* [About this exercise]
Search the data for the word "never" and copy out every line that has it.

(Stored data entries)
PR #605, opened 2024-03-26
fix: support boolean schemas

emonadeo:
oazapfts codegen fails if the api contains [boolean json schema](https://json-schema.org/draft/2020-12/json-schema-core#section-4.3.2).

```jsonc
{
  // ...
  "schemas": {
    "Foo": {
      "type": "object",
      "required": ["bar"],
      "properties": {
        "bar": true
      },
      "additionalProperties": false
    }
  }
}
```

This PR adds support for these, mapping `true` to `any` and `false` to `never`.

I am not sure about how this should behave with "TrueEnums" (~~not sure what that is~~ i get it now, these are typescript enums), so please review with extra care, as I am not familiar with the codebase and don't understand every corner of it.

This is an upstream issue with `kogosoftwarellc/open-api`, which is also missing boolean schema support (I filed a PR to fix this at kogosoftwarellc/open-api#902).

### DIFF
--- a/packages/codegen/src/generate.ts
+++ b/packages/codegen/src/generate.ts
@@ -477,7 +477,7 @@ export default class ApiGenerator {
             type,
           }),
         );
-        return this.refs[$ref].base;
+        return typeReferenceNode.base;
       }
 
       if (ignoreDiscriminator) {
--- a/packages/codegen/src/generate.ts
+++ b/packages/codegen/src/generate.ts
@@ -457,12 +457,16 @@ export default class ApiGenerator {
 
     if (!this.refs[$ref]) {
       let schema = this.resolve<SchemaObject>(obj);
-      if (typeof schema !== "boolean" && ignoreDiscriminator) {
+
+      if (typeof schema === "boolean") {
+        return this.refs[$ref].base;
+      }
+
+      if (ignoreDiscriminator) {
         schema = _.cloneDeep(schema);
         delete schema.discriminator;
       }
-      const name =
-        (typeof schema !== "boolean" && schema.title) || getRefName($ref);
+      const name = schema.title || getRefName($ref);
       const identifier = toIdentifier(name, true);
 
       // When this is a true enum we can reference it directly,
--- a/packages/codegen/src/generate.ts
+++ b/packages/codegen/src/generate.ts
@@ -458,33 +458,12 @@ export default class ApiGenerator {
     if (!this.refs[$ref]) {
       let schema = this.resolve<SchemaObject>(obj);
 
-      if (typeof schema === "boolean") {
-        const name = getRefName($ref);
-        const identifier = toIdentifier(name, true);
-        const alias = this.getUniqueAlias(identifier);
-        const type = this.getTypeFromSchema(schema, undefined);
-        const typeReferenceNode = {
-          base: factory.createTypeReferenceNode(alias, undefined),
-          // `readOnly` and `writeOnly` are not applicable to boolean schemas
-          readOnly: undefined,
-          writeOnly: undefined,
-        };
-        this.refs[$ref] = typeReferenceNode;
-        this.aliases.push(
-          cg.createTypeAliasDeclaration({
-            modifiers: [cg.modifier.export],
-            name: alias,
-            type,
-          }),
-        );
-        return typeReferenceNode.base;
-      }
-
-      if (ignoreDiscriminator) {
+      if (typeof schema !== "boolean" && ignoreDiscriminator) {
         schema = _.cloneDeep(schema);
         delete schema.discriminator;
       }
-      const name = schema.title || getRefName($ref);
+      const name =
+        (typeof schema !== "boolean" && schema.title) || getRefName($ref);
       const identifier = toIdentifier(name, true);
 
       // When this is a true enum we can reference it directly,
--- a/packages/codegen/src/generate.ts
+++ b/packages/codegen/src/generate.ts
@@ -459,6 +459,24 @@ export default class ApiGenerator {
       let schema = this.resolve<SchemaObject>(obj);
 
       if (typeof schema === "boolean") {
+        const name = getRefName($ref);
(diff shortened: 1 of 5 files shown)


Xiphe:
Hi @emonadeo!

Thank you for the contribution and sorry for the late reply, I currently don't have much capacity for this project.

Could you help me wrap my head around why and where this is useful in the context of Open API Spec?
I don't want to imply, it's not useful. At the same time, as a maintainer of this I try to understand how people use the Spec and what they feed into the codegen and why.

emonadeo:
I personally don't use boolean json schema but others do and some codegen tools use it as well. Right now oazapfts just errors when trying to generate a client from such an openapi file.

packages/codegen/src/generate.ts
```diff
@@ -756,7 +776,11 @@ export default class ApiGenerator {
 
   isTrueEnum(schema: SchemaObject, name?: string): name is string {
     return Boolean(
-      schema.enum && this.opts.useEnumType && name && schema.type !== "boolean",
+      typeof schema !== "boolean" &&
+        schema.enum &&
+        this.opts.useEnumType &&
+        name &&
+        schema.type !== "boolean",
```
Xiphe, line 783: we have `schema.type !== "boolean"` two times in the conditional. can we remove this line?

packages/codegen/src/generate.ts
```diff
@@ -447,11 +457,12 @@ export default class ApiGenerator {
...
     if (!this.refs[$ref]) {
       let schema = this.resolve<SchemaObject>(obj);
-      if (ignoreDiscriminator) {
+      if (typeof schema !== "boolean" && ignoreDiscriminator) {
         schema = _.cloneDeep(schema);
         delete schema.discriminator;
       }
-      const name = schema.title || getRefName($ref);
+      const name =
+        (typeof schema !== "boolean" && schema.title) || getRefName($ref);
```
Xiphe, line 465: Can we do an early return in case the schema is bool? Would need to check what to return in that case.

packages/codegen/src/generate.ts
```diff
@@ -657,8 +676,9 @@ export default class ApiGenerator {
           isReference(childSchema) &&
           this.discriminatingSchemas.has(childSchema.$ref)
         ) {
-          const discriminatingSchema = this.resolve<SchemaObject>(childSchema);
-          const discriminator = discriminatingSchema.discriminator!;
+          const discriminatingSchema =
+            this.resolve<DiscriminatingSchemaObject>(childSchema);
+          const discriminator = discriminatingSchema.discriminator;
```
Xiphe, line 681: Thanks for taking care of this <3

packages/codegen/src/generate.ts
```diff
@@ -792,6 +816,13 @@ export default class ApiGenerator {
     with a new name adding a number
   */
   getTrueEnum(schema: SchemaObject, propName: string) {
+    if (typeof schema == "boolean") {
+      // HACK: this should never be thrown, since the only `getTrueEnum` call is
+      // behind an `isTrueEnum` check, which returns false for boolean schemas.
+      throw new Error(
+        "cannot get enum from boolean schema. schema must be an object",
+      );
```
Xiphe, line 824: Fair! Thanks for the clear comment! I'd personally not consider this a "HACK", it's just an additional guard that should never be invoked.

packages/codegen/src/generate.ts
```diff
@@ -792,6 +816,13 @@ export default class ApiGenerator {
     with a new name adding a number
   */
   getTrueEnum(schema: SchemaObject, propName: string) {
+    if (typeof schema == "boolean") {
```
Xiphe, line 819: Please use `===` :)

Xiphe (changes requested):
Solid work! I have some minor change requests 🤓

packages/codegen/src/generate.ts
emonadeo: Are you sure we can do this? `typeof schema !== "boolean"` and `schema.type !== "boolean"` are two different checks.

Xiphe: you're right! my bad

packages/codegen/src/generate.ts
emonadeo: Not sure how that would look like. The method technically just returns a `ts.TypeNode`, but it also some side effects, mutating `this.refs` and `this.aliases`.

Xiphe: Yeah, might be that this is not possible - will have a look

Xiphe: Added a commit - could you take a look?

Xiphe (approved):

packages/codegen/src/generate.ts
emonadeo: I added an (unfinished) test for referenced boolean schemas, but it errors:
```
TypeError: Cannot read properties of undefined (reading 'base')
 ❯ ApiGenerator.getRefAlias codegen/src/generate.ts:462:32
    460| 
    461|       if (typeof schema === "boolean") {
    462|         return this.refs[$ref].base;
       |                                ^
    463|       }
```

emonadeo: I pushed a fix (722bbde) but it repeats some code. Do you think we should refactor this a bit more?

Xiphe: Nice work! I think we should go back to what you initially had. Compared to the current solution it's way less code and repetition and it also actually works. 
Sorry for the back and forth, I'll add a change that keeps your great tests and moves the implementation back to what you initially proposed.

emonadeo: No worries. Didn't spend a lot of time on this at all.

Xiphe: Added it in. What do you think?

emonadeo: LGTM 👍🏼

* [Result of the exercise]
This PR adds support for these, mapping `true` to `any` and `false` to `never`.
+      // HACK: this should never be thrown, since the only `getTrueEnum` call is
Xiphe, line 824: Fair! Thanks for the clear comment! I'd personally not consider this a "HACK", it's just an additional guard that should never be invoked.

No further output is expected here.